- Genre: Crime drama
- Created by: David Pirie
- Based on: Never Come Back by John Mair
- Starring: Nathaniel Parker; James Fox; Jonathan Coy; Suzanna Hamilton; Martin Clunes;
- Composer: Stanley Myers
- Country of origin: United Kingdom
- Original language: English
- No. of episodes: 3

Production
- Producer: Joe Waters
- Running time: 3 x 50 minutes

Original release
- Network: BBC Two
- Release: 21 March – 4 April 1990
- Network: BBC One
- Release: 17 December 1990

= Never Come Back =

Never Come Back is a television crime drama mini-series created by David Pirie, directed by Ben Bolt, and produced by the BBC. Three episodes were made and were first broadcast on BBC Two in 1990, on 21 March, 28 March, and 4 April.
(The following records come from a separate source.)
PR #3341, opened 2026-08-28
Add AWS Terraform deployment support

tonypiazza:
## Description

Adds a Terraform module at `deployment/terraform/aws/` that provisions the AWS EKS infrastructure for the Migration Assistant, as an alternative to the existing CDK-based AWS Solution. It mirrors the conventions of the existing GCP Terraform module and is meant to become the recommended path for customers while the CDK deployment stays supported.

The change stands alongside what already exists rather than replacing it: a new directory plus a few doc-pointer updates. It leaves the CDK solution, the Helm chart, and all runtime behavior untouched.

## What it provisions

- **Networking:** a dual-stack VPC with public/private subnet pairs across two AZs, NAT + internet/egress-only gateways, and the S3 gateway + interface VPC endpoints. Can attach to an existing VPC instead (`create_vpc = false`), with opt-in endpoints.
- **EKS:** an EKS Auto Mode cluster (`system` + `general-purpose` node pools), cluster/node roles, and an account read-only access entry.
- **IAM + identity:** EKS Pod Identity associations for the Migration Assistant service accounts, a workload role, and the S3 snapshot role assumed by Amazon OpenSearch Service.
- **ECR:** a private repository for mirrored or locally built images.
- **Optional Helm install:** when `deploy_helm = true`, installs the repo's chart with the EKS values overlay.

## Notable capabilities

- **Isolated / air-gapped mode** (`isolated = true`): no NAT gateway and the full service-endpoint set (`s3, ecr.api, ecr.dkr, logs, monitoring, elasticfilesystem, sts, eks-auth`) so a migration runs with no public data path. This matches the endpoint set used by the existing isolated-VPC deployment path.
- **Per-leg private connectivity** (`source_connectivity` / `target_connectivity`): `privatelink` (interface VPC endpoint to a provider's endpoint service, with optional Route 53 private DNS) or `vpc_peering`, each defaulting to `none`.
- **Least-privilege IAM**: scoped to module-owned resources where the ARNs are knowable (the ECR repo, the MA log group for the stage/region, `MA-*` dashboards, and `migrations-*` for the snapshot role). Actions that cannot be resource-scoped are split into their own statements and annotated inline with why. The workload S3 statement is deliberately left on `*` because the console reads/writes user-configured buckets (notably the failed-document-stream bucket) and the default bucket is created by the Helm chart, not Terraform. Accepting explicit bucket ARNs to scope that down is a noted follow-up.
- **Optional permissions boundary** (`permissions_boundary_arn`) applied to every created role, for accounts that require one.

## Non-regression

All new behavior is opt-in and defaults to today's values, so a standard deployment is unaffected. The isolated flag, connectivity modes, snapshot-role toggle, and permissions boundary all default off/none. The module does not touch the CDK deployment or its resources.

## Testing

Plan-time tests run with mocked AWS/Helm providers (no cloud credentials):

- `terraform fmt -check -recursive`: clean
- `terraform validate`: success
- `terraform test`: 17/17 passing (new-VPC topology, isolated topology, existing-VPC additive behavior, EKS Auto Mode + Pod Identity, per-leg connectivity, snapshot-role toggle, Helm version precondition)

Applied to a clean AWS account with default configuration, then again with `deploy_helm = true` and `migration_assistant_version = 3.3.4`: 58 and 59 resources respectively, applying and destroying cleanly. `kubernetes_version = 1.35` (the module default) is a real EKS version in us-east-1, which had only ever been exercised against mocks. EKS Auto Mode cold-started 3 nodes and the chart came up 24/24 pods with 0 restarts. Pod Identity works end to end: `aws sts get-caller-identity` from the console pod returns the expected assumed role. The ECR repo-ARN scoping is tight in both directions, with the named lookup succeeding and the enumerating form denied.

That run surfaced a teardown bug, fixed in e4611913b: `helm_release` declared no dependency on networking, so `terraform destroy` tore down the VPC endpoints while `helm uninstall` was still running, which failed the chart's credential-dependent uninstall hooks and aborted the destroy partway. Destroy now completes in a single pass.

Separately validated on real AWS by another tester: an end-to-end backfill migration over private networking succeeded. Live capture-and-replay has not yet been exercised on this module.

Not yet exercised: private ECR pulls (all chart images come from `public.ecr.aws`, which needs no IAM), CloudWatch logging, whether the scoped IAM statements suffice for a full migration, and `isolated = true`, the connectivity modes, and `permissions_boundary_arn` against real AWS.

## Docs

The module README covers all variables, isolated mode, private connectivity (including the operator responsibilities the module intentionally does not automate: endpoint-service acceptance, reciprocal peering routes, TLS hostname matching), outputs, and CDK coexistence. Top-level deployment docs are updated to point at both the Terraform and CDK paths.

### DIFF
--- a/deployment/terraform/aws/iam.tf
+++ b/deployment/terraform/aws/iam.tf
@@ -1,0 +1,281 @@
+resource "aws_ecr_repository" "migration" {
+  name         = local.ecr_name
+  force_delete = true
+
+  image_scanning_configuration {
+    scan_on_push = true
+  }
+
+  tags = local.common_tags
+}
+
+data "aws_iam_policy_document" "pod_identity_assume_role" {
+  statement {
+    effect  = "Allow"
+    actions = ["sts:AssumeRole", "sts:TagSession"]
+
+    principals {
+      type        = "Service"
+      identifiers = ["pods.eks.amazonaws.com"]
+    }
+  }
+}
+
+resource "aws_iam_role" "migration_pods" {
+  name                 = "ma-${var.stage}-${var.region}-migrations"
+  description          = "Migration Assistant role assumed by workloads through EKS Pod Identity"
+  assume_role_policy   = data.aws_iam_policy_document.pod_identity_assume_role.json
+  permissions_boundary = var.permissions_boundary_arn
+
+  tags = local.common_tags
+}
+
+data "aws_iam_policy_document" "migration_pods" {
+  # ecr:GetAuthorizationToken is an account-level action that does not support
+  # resource scoping; it must be granted on "*".
+  statement {
+    sid       = "EcrAuth"
+    effect    = "Allow"
+    actions   = ["ecr:GetAuthorizationToken"]
+    resources = ["*"]
+  }
+
+  # Pull and push are scoped to this module's ECR repository (mirrored/built MA
+  # images). Replaces the previous AmazonEC2ContainerRegistryFullAccess managed
+  # policy, which granted these on every repo in the account.
+  statement {
+    sid    = "EcrImages"
+    effect = "Allow"
+    actions = [
+      "ecr:BatchGetImage",
+      "ecr:GetDownloadUrlForLayer",
+      "ecr:DescribeRepositories",
+      "ecr:BatchCheckLayerAvailability",
+      "ecr:CompleteLayerUpload",
+      "ecr:InitiateLayerUpload",
+      "ecr:PutImage",
+      "ecr:UploadLayerPart",
+    ]
+    resources = [aws_ecr_repository.migration.arn]
+  }
+
+  # EFS filesystems are created at runtime (by the app / EKS), so their ARNs are
+  # not known here; left on "*".
+  statement {
+    sid       = "ElasticFileSystem"
+    effect    = "Allow"
+    actions   = ["elasticfilesystem:ClientMount", "elasticfilesystem:ClientWrite"]
+    resources = ["*"]
+  }
+
+  # The source/target clusters are supplied as runtime migration config; their ARNs
+  # are not known to Terraform, so es:/aoss: access is granted on "*".
+  statement {
+    sid       = "OpenSearch"
+    effect    = "Allow"
+    actions   = ["es:ESHttp*", "aoss:APIAccessAll"]
+    resources = ["*"]
+  }
+
+  # secretsmanager:ListSecrets is account-level and cannot be scoped. Get/Describe
+  # target user-supplied secrets whose names are not known here, so also on "*".
+  statement {
+    sid    = "Secrets"
+    effect = "Allow"
+    actions = [
+      "secretsmanager:GetSecretValue",
+      "secretsmanager:DescribeSecret",
+      "secretsmanager:ListSecrets",
+    ]
+    resources = ["*"]
+  }
+
+  # s3:ListAllMyBuckets is an account-level action that cannot be resource-scoped;
+  # it only functions on "*".
+  statement {
+    sid       = "S3ListAllBuckets"
+    effect    = "Allow"
+    actions   = ["s3:ListAllMyBuckets"]
+    resources = ["*"]
+  }
+
+  # Object and bucket operations remain on "*" rather than scoped to migrations-*.
+  # The migration console reads/writes user-configured buckets whose names are not
+  # under our control, notably the failed-document-stream bucket, which is supplied
+  # per-migration and may use any name. The bucket the module itself relies on is
+  # created/deleted by the Helm chart's defaultBucketConfiguration (app-managed,
+  # named migrations-default-<account>-<stage>-<region>), not by Terraform. This
+  # matches the CloudFormation deployment. A future enhancement can accept explicit
+  # bucket ARNs (e.g. from the installer) to scope this down.
+  statement {
+    sid    = "Snapshots"
+    effect = "Allow"
+    actions = [
+      "s3:GetObject",
+      "s3:PutObject",
+      "s3:ListBucket",
+      "s3:DeleteObject",
+      "s3:DeleteObjectVersion",
+      "s3:ListBucketVersions",
+      "s3:ListBucketMultipartUploads",
+      "s3:AbortMultipartUpload",
+      "s3:CreateBucket",
+      "s3:DeleteBucket",
+    ]
+    resources = ["*"]
+  }
+
+  # logs:DescribeLogGroups only supports "*" (it enumerates across groups); the
+  # rest are scoped to the Migration Assistant log group for this stage/region.
+  statement {
+    sid       = "CloudWatchLogsDescribe"
+    effect    = "Allow"
+    actions   = ["logs:DescribeLogGroups"]
+    resources = ["*"]
+  }
+
+  statement {
+    sid    = "CloudWatchLogs"
+    effect = "Allow"
+    actions = [
+      "logs:PutLogEvents",
+      "logs:DescribeLogStreams",
+      "logs:CreateLogGroup",
+      "logs:CreateLogStream",
+    ]
+    resources = [
+      "arn:${data.aws_partition.current.partition}:logs:${var.region}:${data.aws_caller_identity.current.account_id}:log-group:/migration-assistant-${var.stage}-${var.region}*",
+    ]
+  }
+
+  # cloudwatch:ListMetrics/GetMetricData do not support resource-level scoping.
+  statement {
+    sid       = "CloudWatchMetrics"
+    effect    = "Allow"
+    actions   = ["cloudwatch:ListMetrics", "cloudwatch:GetMetricData"]
+    resources = ["*"]
+  }
+
+  # X-Ray Put* actions do not support resource-level scoping.
+  statement {
+    sid       = "XRayTraces"
+    effect    = "Allow"
+    actions   = ["xray:PutTraceSegments", "xray:PutTelemetryRecords"]
+    resources = ["*"]
+  }
+
+  statement {
+    sid       = "PassSnapshotRoles"
+    effect    = "Allow"
+    actions   = ["iam:PassRole"]
+    resources = ["arn:${data.aws_partition.current.partition}:iam::${data.aws_caller_identity.current.account_id}:role/*"]
+  }
+
+  statement {
+    sid    = "MigrationDashboards"
+    effect = "Allow"
+    actions = [
+      "cloudwatch:PutDashboard",
+      "cloudwatch:GetDashboard",
+      "cloudwatch:DeleteDashboards",
+    ]
+    resources = ["arn:${data.aws_partition.current.partition}:cloudwatch::${data.aws_caller_identity.current.account_id}:dashboard/MA-*"]
+  }
+
+  # The private CA is created at runtime (by the app) for the capture-proxy TLS
+  # path; its ARN is not known here, so acm-pca actions are granted on "*".
+  statement {
+    sid    = "PrivateCertificateAuthority"
+    effect = "Allow"
+    actions = [
+      "acm-pca:IssueCertificate",
+      "acm-pca:GetCertificate",
+      "acm-pca:DescribeCertificateAuthority",
+      "acm-pca:ListCertificateAuthorities",
+      "acm-pca:CreateCertificateAuthority",
+      "acm-pca:DeleteCertificateAuthority",
+      "acm-pca:UpdateCertificateAuthority",
+      "acm-pca:TagCertificateAuthority",
+    ]
+    resources = ["*"]
+  }
+}
+
+resource "aws_iam_role_policy" "migration_pods" {
+  name   = "MigrationsPodPolicy"
+  role   = aws_iam_role.migration_pods.id
+  policy = data.aws_iam_policy_document.migration_pods.json
+}
+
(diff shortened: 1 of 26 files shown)


deployment/terraform/aws/variables.tf
```diff
@@ -0,0 +1,270 @@
...
+    snapshots (trusted principal es.amazonaws.com). Default true preserves current
+    behavior. Set false when the migration SOURCE is not Amazon OpenSearch Service
+    (e.g. self-managed Elasticsearch/OpenSearch), which registers its S3 snapshot
+    repository without assuming an AWS role, so this role is unused.
+  EOT
+  type        = bool
+  default     = true
+}
+
+variable "isolated" {
```
jzonthemtn, line 54: What's the relationship between `isolated` and `cluster_endpoint_public_access`?  I think the way the comments are written, I would expect `isolated=true` to override `cluster_endpoint_public_access`.

deployment/terraform/aws/variables.tf
```diff
@@ -0,0 +1,270 @@
...
+
+  validation {
+    condition     = var.source_connectivity.mode != "vpc_peering" || (try(var.source_connectivity.peer_vpc_id, null) != null && try(var.source_connectivity.peer_cidr, null) != null)
+    error_message = "source_connectivity.peer_vpc_id and peer_cidr are required when mode = vpc_peering."
+  }
+}
+
+variable "target_connectivity" {
+  description = <<-EOT
+    Private connectivity for the target-write leg. Same modes as source_connectivity.
```
jzonthemtn, line 170: What do you think about narrowing the description to providers that expose a generic VPC endpoint service name?

AOS supports PrivateLink, but its managed domain endpoints require `aws_opensearch_vpc_endpoint` instead of the `aws_vpc_endpoint` used in this PR. "Almost always" suggests the PR supports AOS domains directly, which it currently doesn’t even if `mode=privatelink`.

I suppose there's the question of changing to `aws_opensearch_vpc_endpoint` instead, or offering it as an alternative.

deployment/terraform/aws/iam.tf
```diff
@@ -0,0 +1,281 @@
...
+    sid    = "CloudWatchLogs"
+    effect = "Allow"
+    actions = [
+      "logs:PutLogEvents",
+      "logs:DescribeLogStreams",
+      "logs:CreateLogGroup",
+      "logs:CreateLogStream",
+    ]
+    resources = [
+      "arn:${data.aws_partition.current.partition}:logs:${var.region}:${data.aws_caller_identity.current.account_id}:log-group:/migration-assistant-${var.stage}-${var.region}*",
```
jzonthemtn, line 146: I think this will block some metrics from EKS from getting to CloudWatch. 

```
"arn:${data.aws_partition.current.partition}:logs:${var.region}:${data.aws_caller_identity.current.account_id}:log-group:/metrics/default",
"arn:${data.aws_partition.current.partition}:logs:${var.region}:${data.aws_caller_identity.current.account_id}:log-group:/metrics/default:*",
```

jzonthemtn:
Looks good. Just going through it looks like it has parity with the CloudFormation templates. The comments I made were minor, other than the logging one which could be helpful.

I did not stand it up, but if that would be valuable let me know.

deployment/terraform/aws/iam.tf
```diff
@@ -0,0 +1,281 @@
...
+      "s3:GetObject",
+      "s3:PutObject",
+      "s3:ListBucket",
+      "s3:DeleteObject",
+      "s3:DeleteObjectVersion",
+      "s3:ListBucketVersions",
+      "s3:ListBucketMultipartUploads",
+      "s3:AbortMultipartUpload",
+      "s3:CreateBucket",
+      "s3:DeleteBucket",
```
jzonthemtn, line 122: The above comment mentions it, but probably a good idea to write up a new issue to address this in both the CF and TF at some point.

deployment/terraform/aws/iam.tf
```diff
@@ -0,0 +1,281 @@
...
+    resources = ["*"]
+  }
+
+  # secretsmanager:ListSecrets is account-level and cannot be scoped. Get/Describe
+  # target user-supplied secrets whose names are not known here, so also on "*".
+  statement {
+    sid    = "Secrets"
+    effect = "Allow"
+    actions = [
+      "secretsmanager:GetSecretValue",
```
jzonthemtn: Wondering if we could do something here to scope this just to certain secrets. Require the secrets have some prefix maybe that could then be scoped on?

I didn't check to see if CF does the same thing - if so probably like the previous comment, a follow-up issue to address both.

deployment/terraform/aws/variables.tf
tonypiazza: Good catch, and you found a real bug rather than just unclear wording. `isolated` only touched the NAT gateways, the private egress routes, and the endpoint set. It never reached `vpc_config`, so `isolated = true` gave you a cluster with no data-path egress and a Kubernetes API endpoint still reachable from `0.0.0.0/0`. The description promising a "fully private migration" made it worse by implying otherwise.

Fixed in 29c388738. `cluster_endpoint_public_access` now defaults to `null` and resolves in locals:

```hcl
endpoint_public_access = var.cluster_endpoint_public_access != null ? var.cluster_endpoint_public_access : !var.isolated
```

Unset follows `isolated`; an explicit `true` or `false` always wins.

On your expectation that `isolated` should override outright: I went with "isolated sets the default, explicit value wins" instead, for two reasons. Terraform can't distinguish an explicitly-set `true` from a defaulted one, so a hard override would mean silently discarding a value someone deliberately set. And the override has a real use case, since a private-only API endpoint means `kubectl` has to run from inside the VPC, and so does `terraform apply` itself when `deploy_helm = true`, because the Helm provider talks to the cluster endpoint directly. Being able to keep the API reachable while the data path stays air-gapped is worth preserving. The override affects only the control plane; NAT, routes, and the endpoint set are unchanged.

It keys off `var.isolated` rather than `create_vpc && var.isolated`, since the control plane is exposed the same way in a supplied VPC.

Worth flagging: for anyone already running `isolated = true`, this changes cluster reachability on the next apply. That's the intent, but it's a behavior change and not only a docs fix.

Three new run blocks cover it (`isolated_public_endpoint_override_is_honored`, `public_endpoint_can_be_disabled_without_isolated`, `both_endpoints_disabled_is_rejected`), alongside the existing isolated and default runs. I mutation-tested them by reverting the wiring, dropping the `isolated` coupling, and dropping the override branch, to confirm each assertion actually fails. The README documents the new default and the in-VPC access requirement.

This is plan-verified, not apply-verified. The module's tests are plan-time against mocked providers, and I have not applied `isolated = true` to a live account, so "EKS accepts `endpoint_public_access = false` alongside the default `public_access_cidrs`" rests on the API reference and on the provider sending those two fields independently, not on an observed apply. I tried to close that today and got blocked on account access. Flagging it rather than implying more coverage than exists.

deployment/terraform/aws/variables.tf
tonypiazza: Agreed, and thanks for being precise about why. `aws_opensearch_vpc_endpoint` takes
`domain_arn` plus `vpc_options`, while this module creates a generic `aws_vpc_endpoint`
from a `vpc_endpoint_service_name`. "Almost always" claimed something the code doesn't do.

Narrowed in b405cbee. Both descriptions and the README now use the positive form you
suggested: `privatelink` requires the provider to publish a VPC endpoint service name,
full stop. No managed-service framing in either direction. I also added the case the old
wording obscured, which I think is the one that would actually have saved you the
question: a cluster already inside the migration VPC needs no connectivity resources and
should leave `mode = "none"`.

On adding `aws_opensearch_vpc_endpoint`, I dug into this and came out less convinced than
when I read your comment. Two things:

When the CDK provisions the target domain it places it in the migration VPC
(`opensearch-domain-stack.ts:204-205`, `vpc` / `vpcSubnets`), so there's no endpoint
involved and the Terraform equivalent is `mode = "none"`. When you supply a pre-existing
`targetCluster`, the CDK provisions no private path at all. So an AOS VPC endpoint isn't a
CFN-parity gap in either direction. It'd be new capability, for an AOS domain in a VPC
that is neither the migration VPC nor peerable.

I also want to be careful about what belongs in this module. It deliberately knows nothing
about what the source and target are; they're runtime migration config. An `aos_domain`
mode would be the only place it encodes a specific managed service, and I'd rather not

An edited 2 x 75 minute episode version was broadcast on BBC One later that year, on 17 December.

==Plot==
In September 1939, Desmond Thane is attracted to Anna Raven, a beautiful young woman, but soon finds himself involved in a murder mystery.

==Cast==

- Nathaniel Parker as Desmond Thane
- James Fox as Foster
- Jonathan Coy as Marcus
- Jo Ross as Woman Neighbour
- Suzanna Hamilton as Anna Raven
- Ingrid Lacey as Sarah
- Paul Casselle as PC at Hospital
- Robin Miller as Party Guest
- Martin Clunes as Luke
- Timothy Bateson as Poole
- Louise Ashbourne as Sally
- David Becalick as Wellman
- Serena Evans as Annabelle
- Brian Capron as Plain Clothes PC
- John Woodnutt as Sir John
- Mary Wimbush as Aunt Olivia
- Gareth Forwood as Male Neighbour
- Nigel Pegram as Dr. Carver
- Larry Dann as Frederick
- Ken Sharrock as Uninformed PC
- Charles Pemberton as Police Sergeant
- Anthony Dawes as Embury
- Stella Tanner as Brothel madame
- Alec Linstead as Menswear President
- Christopher Saul as Detective
- John Baker as John Lilley
- Peter Robert Scott as Army officer
- Jamie Ripman as Army officer
- Colin Dunn as Lang
- Kenneth Midwood as Party Guest
- Tony Collins as A.R.P. Warden
- Richard Jamieson as Film studio man

==Production==
===Writing===
Never Come Back was written by David Pirie and based on the novel by John Mair. The novel had previously inspired the storyline of Tiger by the Tail (1955), scripted by John Gilling and Willis Goldbeck.

===Filming===
The series was filmed in the Severn Gorge and Bridgnorth, in Shropshire, England, UK.

==Home media release==
Although the series was never released on commercial home video in the UK, a two-part compilation version - running to 83 & 63 minutes - appeared on Vol. 2 Nos. 7 and 8 of BBC Video World, a fortnightly subscription-only service, primarily for expatriates, in April 1990.

The series was released on DVD in the United States in 2000.